# HD Mode Problem



## welchwarlock (Jan 5, 2005)

I had never had this problem until L215:
System is stuck in 1080i mode (SD/HD button does not work), go to display settings and tell it I am a 480p or 480i mode display. When it returns to showing programming in the selected mode, it shows only about 1/4 of the image, except when you put up a menu, then you can see the full screen transparently behind the menu. 

Is this a known issue, and what is the common term for this problem?

Is there a way to fix this WITHOUT rebooting?

Regards,
WW


----------



## KKlare (Sep 24, 2004)

If the SD/HD button does not work it is time for a reboot. That will probably fix the 1/4 image problem, too. It is likely your pause, skip, alternate channel, and other buttons are not working then, too.

Power off+on will usually cure the dark overlay that comes with rapid button pushing when viewing info or other. It MAY cure your 1/4 image but you will lose your buffers.
-Ken


----------



## Flasshe (Aug 17, 2004)

I've also encountered the L215 1/4 image in HD mode when the stuck aspect ratio bug occurs. The only thing I've found that fixes it is a reboot, which of course you can't do if you're currently recording something you don't want to lose. Very annoying. Never happened to me under L214.

It's interesting to note that when doing something (switching from SD to HD, I think), the 1/4 image appears briefly and then goes to normal full screen. But if the stuck aspect ratio bug is active (and you switch modes using the menu instead of the non-working SD/HD button), then it stays at 1/4.


----------



## chewey (Jul 28, 2004)

Try going to the point dish screen, then run check switch. That works for me when I can't stop a recording. Might reset things for your problem.


----------



## Allen Noland (Apr 23, 2002)

The Stuck aspect ratio is a know problem. Funny thing was I used to get it all the time, now I don't.


----------



## Flasshe (Aug 17, 2004)

Allen, the stuck aspect ratio bug is known, but this business with the image in HD mode taking up only a quarter (or less) in the upper left corner of the screen while this bug is in effect is new to L215. Or at least it is to me. I used to still be able to watch stuff full screen even if I couldn't change modes etc. Now I can't (and I assume WW can't as well).


----------



## Allen Noland (Apr 23, 2002)

I have seen (and reported to dish) the screen resolution get stuck as you describe. I also know that when this happens the aspect ratio will not change either. The problem is I cannot re-produce it on demand. It just starts happening. I have also see it get stuck in 1920x1080 resolution and when you change it to 720p or 480pi it zooms in on the upper left corner of the picture. I looks like a video driver problem to me, but that is just my guess and I also think it is releated to the aspect ratio problem.


----------



## ayalbaram (Aug 4, 2003)

I've got it also my 921 is about to go out a window. I feel bad having ever sold this to a customer, and just wish that someone at dish would take responsibality for the problems this receiver has. They seem to be in capable of fixing it, every s/w release breaks more then it fixes. If I were a paying customer (I have a dealer show room) I'd cancel my account and take my business elsewhere. As is I'm so frusterated I've had cable come out and put a hd dvr in my house it was FREE and it actually records what you tell it to!


----------



## GaryK (Jul 9, 2002)

My 921 was stuck in SD mode. I was recording the British open. I did a reboot and lost 5 hours of recording. I will try again tomorrow. I hope I get to see the finals.
Maybe I should purchase a VCR, I think they work.


----------



## Allen Noland (Apr 23, 2002)

If you reboot any computer while it has an active file write in progress that file will usually be lost. Same is true with the 921. This is why I have a UPS on my computer and my 921/942. Next time, stop any active recordings before rebooting.


----------



## AVJohnnie (Jul 27, 2004)

Allen Noland said:


> Next time, stop any active recordings before rebooting.
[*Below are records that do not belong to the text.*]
PR #457, opened 2026-01-09
Update cursors for macOS

Pilot-Pirx:
Update some cursors, remove some icons.


Pilot-Pirx:
@jimjag
As we already use PNG with transparency as cursors for macOS we could use grayscale instead of black/white to make them look nicer. This is just a Proof of Concept to see if it builds.
(Additionally I removed 3 icons that I think are not used at all)
If it works I will try to recreate more icons and use them for Windows and macOS.

Pilot-Pirx:
Personally, I think it is no risk to merge this PR.

But it would still be nice if someone could try a build for macOS.

PR #470, opened 2026-02-04
Build Win32 setup only with Unicode support.

ardovm:
Non-unicode ("ANSI") functions were apparently needed only for supporting Windows 9X, that is not our priority any more.

This simplifies the internal structure of the setup executable.


Pilot-Pirx:
I fixed some empty lines at the file ending...

Pilot-Pirx:
I tried to build but it complains about a missing "setup_main.hxx"?

ardovm:
> I tried to build but it complains about a missing "setup_main.hxx"?

This must be because file `setup_main.hxx` was deleted by the commit, but temporary build files on your system still refer to it.

Please try removing directory `main/desktop/wntmsci12.pro`.

Pilot-Pirx:
Builds and installs now.

Pilot-Pirx:
Could this probably fix this bug?
https://bz.apache.org/ooo/show_bug.cgi?id=128593

ardovm:
> Could this probably fix this bug? https://bz.apache.org/ooo/show_bug.cgi?id=128593

Unfortunately, I don't think so... this PR is about removing code that was supposed to run only under Windows 9x.

PR #486, opened 2026-06-21
Fix rtl string qa NULL-deref crashes (test bug + source hardening)

leginee:
This PR is the first out of 3 fixes from test migration. The original test did not make sense to me. I added the test for NULL pointers in the code itself as guards. And turned the tests into boundry tests.
The code is ai generated. best is to have more eyes to check it.

# commit message for conveniance
Error case 1 of the test migration: ~40 *_000 cases in the rtl string qa suites passed NULL into C string functions that dereference it (e.g. rtl_str_compare(NULL, NULL)), causing 0xC0000005 AVs. These were dormant under the old dmake build and only surface now that the tests actually run. NULL violates the functions' documented contract ("must be null-terminated"), so the defect was in the tests, not the (correct, unchanged) source. Fixed both sides for defense in depth.

Tests (qa/rtl/ostring/rtl_str.cxx, rtl_string.cxx, qa/rtl/oustring/rtl_ustr.cxx):
- Rewrote the UB NULL-deref cases as contract-respecting boundary tests (empty string, prefix/ordering-sign < 0 / > 0), which also closes a previously-untested coverage gap (result sign was never asserted).
- Added real assertions to the safe NULL-with-length-0 cases, which document the length-bounded functions' tolerance as a regression guard.

Source (rtl/source/strtmpl.c, ustring.c):
- Added entry-point NULL guards: OSL_PRECOND (diagnoses misuse loudly in non-product builds, compiles out in product builds) plus a defined empty-string fallback so the library never dereferences NULL. Guards sit at function entry, outside the per-character loops, so string-processing throughput is unchanged.
- strtmpl.c: one edit covers both the sal_Char and sal_Unicode instantiations. getLength is the choke point (guarding it transitively protects hashCode, lastIndexOf*, indexOfStr, trim); compare/compareIgnoreAsciiCase/indexOfChar/replaceChar/ toAscii{Lower,Upper}Case/valueOfChar guarded directly.
- ustring.c: guarded the 6 mixed UTF-16/ASCII comparison helpers; length-bounded args clamp the length to 0 to avoid NULL+0 pointer arithmetic.

BUILD.bazel: rtl_str/rtl_ustr/rtl_string removed from the "known upstream failures" notes; they now pass.

Verified: sal3.dll rebuilds (both template instantiations) and rtl_str / rtl_ustr / rtl_string all pass.

### DIFF
--- a/main/sal/qa/rtl/ostring/rtl_str.cxx
+++ b/main/sal/qa/rtl/ostring/rtl_str.cxx
@@ -37,9 +37,10 @@ namespace rtl_str
 
     TEST_F(compare, compare_000)
     {
-        // The former test passed (NULL, NULL).  rtl_str_compare documents that
-        // both strings must be null-terminated, so NULL is undefined behaviour
-        // (the implementation unconditionally dereferences both pointers).
+        // A former version of this test passed (NULL, NULL).  rtl_str_compare
+        // documents that both strings must be null-terminated, so NULL is
+        // undefined behaviour (the implementation unconditionally dereferences
+        // both pointers).
         // Instead verify the ordering-sign contract, which had no coverage:
         // a value < 0 / > 0 depending on which string is "less".
         rtl::OString aStr1 = "abc";
@@ -53,7 +54,8 @@ namespace rtl_str
 
     TEST_F(compare, compare_000_1)
     {
-        // The former test passed (validStr, NULL) which is undefined behaviour.
+        // A former version of this test passed (validStr, NULL) which is
+        // undefined behaviour.
         // Verify the empty-string boundary instead (the valid analogue of an
         // "absent" string): a non-empty string is greater than the empty one.
         rtl::OString aStr1 = "Line must be equal.";
--- a/main/sal/qa/rtl/ostring/rtl_str.cxx
+++ b/main/sal/qa/rtl/ostring/rtl_str.cxx
@@ -37,13 +37,32 @@ namespace rtl_str
 
     TEST_F(compare, compare_000)
     {
-        rtl_str_compare( NULL, NULL);
+        // The former test passed (NULL, NULL).  rtl_str_compare documents that
+        // both strings must be null-terminated, so NULL is undefined behaviour
+        // (the implementation unconditionally dereferences both pointers).
+        // Instead verify the ordering-sign contract, which had no coverage:
+        // a value < 0 / > 0 depending on which string is "less".
+        rtl::OString aStr1 = "abc";
+        rtl::OString aStr2 = "abd";
+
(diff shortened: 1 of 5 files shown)


main/sal/rtl/source/strtmpl.c
```diff
@@ -55,13 +55,63 @@ inline void rtl_str_ImplCopy( IMPL_RTL_STRCODE* pDest,
     }                                                               \
 }
 
+/* ======================================================================= */
+/* NULL-pointer guards                                                     */
+/*                                                                         */
```
DamjanJovanovic, line 60: Please remove these NULL-pointer guards in release mode for better performance, and only use them in debug builds.

DamjanJovanovic (changes requested):

main/sal/rtl/source/strtmpl.c
leginee: do you think their performance impact is that visible?

leginee: @DamjanJovanovic : switches added.

main/sal/qa/rtl/ostring/rtl_str.cxx
```diff
@@ -37,13 +37,32 @@ namespace rtl_str
 
     TEST_F(compare, compare_000)
     {
-        rtl_str_compare( NULL, NULL);
+        // The former test passed (NULL, NULL).  rtl_str_compare documents that
```
ardovm: "The former test" is IMHO unclear.
We could better phrase it as "A former version of this test"

main/sal/qa/rtl/ostring/rtl_str.cxx
```diff
@@ -37,13 +37,32 @@ namespace rtl_str
...
+        ASSERT_TRUE(rtl_str_compare( aStr1.getStr(), aStr2.getStr()) < 0)
+            << "\"abc\" must compare less than \"abd\".";
+        ASSERT_TRUE(rtl_str_compare( aStr2.getStr(), aStr1.getStr()) > 0)
+            << "\"abd\" must compare greater than \"abc\".";
     }
 
     TEST_F(compare, compare_000_1)
     {
+        // The former test passed (validStr, NULL) which is undefined behaviour.
+        // Verify the empty-string boundary instead (the valid analogue of an
```
ardovm, line 59: Ditto: "A former version of this test..."

leginee:
@DamjanJovanovic I added an else part, which will remove the guards in prod.
Is this satisfactory or should i find a different way?

DamjanJovanovic (approved):

PR #491, opened 2026-07-07
Bugfix dxf filter

leginee:
Hello all, 
This branch fixes dxf related issue. I set the scope within the filter. There are issues currently open, their root cause are render issues, and not rooted in the filter. To limit impact of the patch I skipped them for now.
Bugzilla is updated accordingly.


ardovm:
Looks good to me!

PR #494, opened 2026-08-12
Update Capitalise.py

jeanmicoste:
Avoid the error described here : [https://forum.openoffice.org/en/forum/viewtopic.php?p=556640#p556640](url)


leginee:
this seems to be from https://bz.apache.org/ooo/show_bug.cgi?id=82861
I will review as soon as i have time, and get this on board. :)

PR #496, opened 2026-08-23
Replace older Boost math with std C++. Update error reporting for CoinMP

pgiffuni:
The solver component was made originally for lp_solve, which did basically the same as CoinMP, but handled differently some errors, in particular timeouts.

Be more in line with CoinMP error reporting. By the way we set up the problem internally it is unlikely some of these will come up but defining them will make easier to understand what could go wrong.


pgiffuni:
This has all been tested on FreeBSD.

Issue #59, opened 2017-07-07
Implement std::ops::Add for ImVec2 (maybe ImVec4 too?)


bjadamson:
Ran into this paper cut, I can't think of a reason not to do this. It's not hiding any allocations, I think it's strictly an improvement if this trait were implemented for ImVec2 and  ImVec4.

What do you think Gekkio, if I figured out how to implement this would you support it?

bjadamson:
Closed as discussed in issue #61

PR #60, opened 2017-07-07
Implement (atleast partial) fix for issue #59.

bjadamson:
Implement fix for issue #59.

This is my first crack at issue 59, which I admit I opened myself. This commit contains the first macro's I've ever written, so I apologize ahead of time for the duplication across the macros. I'm a beginner at macros, so these are beginner macros :package: 

If you see a way to reduce the duplication across the different functions, please do let met know!

### DIFF
--- a/imgui-sys/src/lib.rs
+++ b/imgui-sys/src/lib.rs
@@ -12,6 +12,8 @@ extern crate glium;
 
 use std::convert::From;
 use std::mem;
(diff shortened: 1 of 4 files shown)


bjadamson:
Opened against wrong base, closing in favor of:
https://github.com/Gekkio/imgui-rs/pull/61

Yes, do so, if and when you can -- It's been my unfortunate experience that sometimes you can't - the lockup is too complete.


----------



## GaryK (Jul 9, 2002)

Allen Noland said:


> If you reboot any computer while it has an active file write in progress that file will usually be lost. Same is true with the 921. This is why I have a UPS on my computer and my 921/942. Next time, stop any active recordings before rebooting.


I tried all of that, but it was not responding to any command.


----------



## AVJohnnie (Jul 27, 2004)

GaryK said:


> I tried all of that, but it was not responding to any command.


Because of similar experience, I've learned to just wait and hope that the recording event completes (on time, normally) before forcing the reboot. However there have been occasions that the lockup was so complete that even the record operation just continues on and on without ending. When that happens (and if you're lucky enough to catch it), you just have to bite the bullet, pull the plug, and hope for the best&#8230; :sure:


----------



## ckgrick (Oct 25, 2004)

I've had the stuck aspect problem once before L215 where all channels are stuck in stretch mode. Yesterday was a new one though, I sat down with my popcorn to watch "The Day After" recorded off one of the HBOHD channels. The whole movie was recorded in 4x3 mode. The opening HBO intro which is still in 4x3 format normally was in something like 4x2 mode. So instead of everyone looking wide and fat when you stretch 4x3 picture, everyone was tall and skinny. Checking the other HD channels and they were all messed up the same. Had to reboot to fix. Very irritating.


----------